◆ Task directions ◆
Line count for "already": give how many lines in the data below contain it, with no other words.
Provided entries Block Start
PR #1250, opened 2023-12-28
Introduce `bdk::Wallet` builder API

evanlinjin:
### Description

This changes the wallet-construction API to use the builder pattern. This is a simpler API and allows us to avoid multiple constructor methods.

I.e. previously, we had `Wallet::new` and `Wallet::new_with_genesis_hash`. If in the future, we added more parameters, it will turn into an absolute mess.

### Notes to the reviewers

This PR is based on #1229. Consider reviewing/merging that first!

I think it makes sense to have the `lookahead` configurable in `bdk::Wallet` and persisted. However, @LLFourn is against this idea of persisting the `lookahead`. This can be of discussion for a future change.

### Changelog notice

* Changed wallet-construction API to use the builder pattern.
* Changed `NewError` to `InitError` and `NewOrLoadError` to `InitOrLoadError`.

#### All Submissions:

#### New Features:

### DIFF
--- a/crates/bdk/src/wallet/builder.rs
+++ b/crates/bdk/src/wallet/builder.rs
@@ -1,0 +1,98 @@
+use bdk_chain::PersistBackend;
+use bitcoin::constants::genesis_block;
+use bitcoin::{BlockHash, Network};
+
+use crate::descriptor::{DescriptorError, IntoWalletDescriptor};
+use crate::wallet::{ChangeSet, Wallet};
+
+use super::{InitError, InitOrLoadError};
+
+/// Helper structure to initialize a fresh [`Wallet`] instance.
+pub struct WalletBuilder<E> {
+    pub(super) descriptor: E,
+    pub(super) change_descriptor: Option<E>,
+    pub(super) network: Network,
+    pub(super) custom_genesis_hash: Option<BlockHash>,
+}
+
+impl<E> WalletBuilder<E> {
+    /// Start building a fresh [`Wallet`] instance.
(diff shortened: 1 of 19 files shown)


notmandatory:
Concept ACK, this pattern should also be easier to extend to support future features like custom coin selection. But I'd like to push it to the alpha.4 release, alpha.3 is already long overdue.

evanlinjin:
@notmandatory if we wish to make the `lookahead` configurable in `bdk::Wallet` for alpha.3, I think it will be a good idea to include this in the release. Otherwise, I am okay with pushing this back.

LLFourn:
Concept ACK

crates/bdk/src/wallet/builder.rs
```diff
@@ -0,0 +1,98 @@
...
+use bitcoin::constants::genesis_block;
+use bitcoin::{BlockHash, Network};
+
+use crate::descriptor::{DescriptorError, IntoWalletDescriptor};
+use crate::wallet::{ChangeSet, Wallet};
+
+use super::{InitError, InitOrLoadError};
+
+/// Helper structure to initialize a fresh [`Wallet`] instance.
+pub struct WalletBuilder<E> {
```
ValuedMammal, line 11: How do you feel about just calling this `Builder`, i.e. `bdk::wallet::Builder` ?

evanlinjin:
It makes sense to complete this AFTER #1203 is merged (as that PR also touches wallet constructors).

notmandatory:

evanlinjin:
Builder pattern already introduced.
Provided entries Block End
Provided entries Block Start
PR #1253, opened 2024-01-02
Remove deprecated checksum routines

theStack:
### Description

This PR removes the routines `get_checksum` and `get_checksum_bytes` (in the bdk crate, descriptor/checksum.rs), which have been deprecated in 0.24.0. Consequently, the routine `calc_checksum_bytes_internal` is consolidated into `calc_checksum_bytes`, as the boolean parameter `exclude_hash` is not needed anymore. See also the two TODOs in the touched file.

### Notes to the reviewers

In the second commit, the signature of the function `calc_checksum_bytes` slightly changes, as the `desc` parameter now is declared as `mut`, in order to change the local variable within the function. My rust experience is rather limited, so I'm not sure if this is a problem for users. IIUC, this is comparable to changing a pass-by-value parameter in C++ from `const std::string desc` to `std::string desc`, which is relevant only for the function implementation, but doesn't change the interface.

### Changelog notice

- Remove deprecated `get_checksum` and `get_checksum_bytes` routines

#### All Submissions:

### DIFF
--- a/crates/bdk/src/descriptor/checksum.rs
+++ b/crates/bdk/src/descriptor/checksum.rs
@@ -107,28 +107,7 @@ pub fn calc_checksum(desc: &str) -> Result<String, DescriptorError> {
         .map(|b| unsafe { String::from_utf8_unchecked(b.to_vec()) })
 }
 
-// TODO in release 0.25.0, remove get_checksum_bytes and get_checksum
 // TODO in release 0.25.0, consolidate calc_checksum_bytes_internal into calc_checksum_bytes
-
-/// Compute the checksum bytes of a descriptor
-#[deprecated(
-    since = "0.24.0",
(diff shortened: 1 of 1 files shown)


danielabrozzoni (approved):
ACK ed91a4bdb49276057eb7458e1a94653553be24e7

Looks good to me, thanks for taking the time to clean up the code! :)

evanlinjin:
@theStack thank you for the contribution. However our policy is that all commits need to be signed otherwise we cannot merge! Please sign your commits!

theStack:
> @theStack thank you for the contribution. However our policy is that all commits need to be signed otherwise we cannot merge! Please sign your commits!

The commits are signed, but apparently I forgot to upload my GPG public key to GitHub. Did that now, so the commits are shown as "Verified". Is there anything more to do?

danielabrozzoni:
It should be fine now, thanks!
Provided entries Block End
◆ Your solution ◆
2